Regarding the cash, yes, we do have more than EUR125 million worth of cash. We have that invested in the two largest banks in Germany. We feel, based on multiple reviews and continual reviews of the banks' security and their credit worthiness, that we feel that these deposits, which are essentially money market deposits, which are easily tolerable, that these deposits and this cash is in very good hands and given the current market circumstances, more or less as safe as it could be presently.

Perhaps just to follow on to that. So we certainly continue to intend to use that cash to drive growth in the business. We said in the past and we can repeat that now that we are interested in acquisitions, both on the AbD side of the business and also increasingly on the Therapeutic Antibody side of the business. And we believe that as the conditions, financial conditions get tougher, we believe that there could be actually more and more opportunities for acquisitions as perhaps other biotech companies get into increasingly financial difficulty. So we think that opportunity should only increase for a company such as ourselves.

I want to emphasize though that we see no need for that cash pile to drive operations. We have sufficient cash flows in the business, operating cash flow to drive our increased investment in R&D and that is something that you should expect to see continue to increase. We are committed to building the proprietary pipeline and we are committed to using the cash flow that we have, the very stable cash flows that we have from the partnerships -- Novartis, of course, foremost amongst those -- to drive an increasing level of investments in R&D.

Okay. Thank you.

Blum Holger, Deutsche Bank.

Hi, Holger Blum, Deutsche Bank. Just one question, might be a bit premature, but maybe looking one year out in terms of maybe your general target and balancing earnings growth versus pipeline spend, what is your current thinking about focus on bottom-line growth versus building a bigger pipeline for the period of time? How well do you see your priorities developing compared to the past? Thank you.

I think what we can really learn today is something that we've said repeatedly in the past and that is that we certainly don't see the Company going into loss. I think what we can't yet say is exactly what proportion of that cash flow would be put into proprietary investment. That is, what is the impact on the operating income line.

I think I would encourage all of you actually to look at us from two perspectives. One is look at our top line. Our top-line development will be, I think, a very good metric for the health of the Company and how well the business is doing. So that is certainly one to pay attention to. The other will be how the pipeline develops and how we exactly balance that. That is how much of the revenue that we generate gets pumped into the proprietary product development. We can't give you any guidance on today, but I think those, more importantly than earnings per share, will be the metric on which you should base the valuation of MorphoSys. Dave, do you want to add anything to that?
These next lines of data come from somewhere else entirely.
PR #182, opened 2023-03-21
Enhancements/gk output normalisation

### LINKED ISSUE #176: GK Output normalisation
Currently the output from different codes don't have any units and normalisations are manually forced to convene with pyro's normalisation. We should add in units/normalisation to the outputs.

bpatel2107:
To make pyro IMAS compliant it is necessary to have units on the GK outputs. This will allow for re-normalisation and a more direct comparison between the codes.

Fixes #176


bpatel2107:
@ZedThree @LiamPattinson I've implemented units for GS2 for now. Can you have a look and see if I have done this correctly and if so I can copy this over to the other codes.

@d7919 Can you check the normalisations for GS2? The expected units are shown in GKOutputReader docstring

pyrokinetics/gk_code/GKOutputReader.py
```diff
@@ -50,15 +51,20 @@ class GKOutputReader(Reader):
...
         pitch       1D array of floats
         moment      ["particle", "energy", "momentum"]
         field       ["phi", "apar", "bpar"] (the number appearing depends on nfield)
         species     list of species names (e.g. "electron", "ion1", "deuterium", etc)
 
     data_vars
-        fields      (field, theta, kx, ky, time) complex array, may be zeros
-        fluxes      (species, moment, field, ky, time) float array, may be zeros
+        phi                    (theta, kx, ky, time) complex array, units [qref / tref * lref / rhoref], may be zeros
+        apar                   (theta, kx, ky, time) complex array, units [1 / bref * lref / rhoref **2], may be zeros
```
d7919: I think it may be missing a factor 2 on apar. I'd also suggest using brackets to clearly group the numerator and denominator.

pyrokinetics/gk_code/GKOutputReader.py
```diff
@@ -50,15 +51,20 @@ class GKOutputReader(Reader):
...
+        bpar                   (theta, kx, ky, time) complex array, units [1 / bref * lref / rhoref], may be zeros
```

No, I think that was a very salient explanation and I have nothing further to add to that.

That's fine. Thank you.

(Operator Instructions). There are no more questions at this time. I hand back now to Dr. Moroney for his closing remarks.

Thank you. To conclude the call, I would like to remind you of the key takeaway messages. First, the partnered discoveries business continues to perform extremely well and we expect to see an increased number of HuCAL antibodies entering clinical trials and advancing into Phase II trials over the coming months and years. But proprietary programs are also on track and were supplemented in Q3 by the first joint program with Novartis. Finally, the AbD segment is now consistently in profit and on track to record a healthy profit for the full year.

That concludes the call. Also, we are here in Munich, in the Munich office for the remainder of the day if any of you would like to follow up with us directly. Thanks, again, for your participation and goodbye.

Ladies and gentlemen, the conference is now concluded and you may disconnect your telephone. Thank you for joining and have a pleasant day. Goodbye.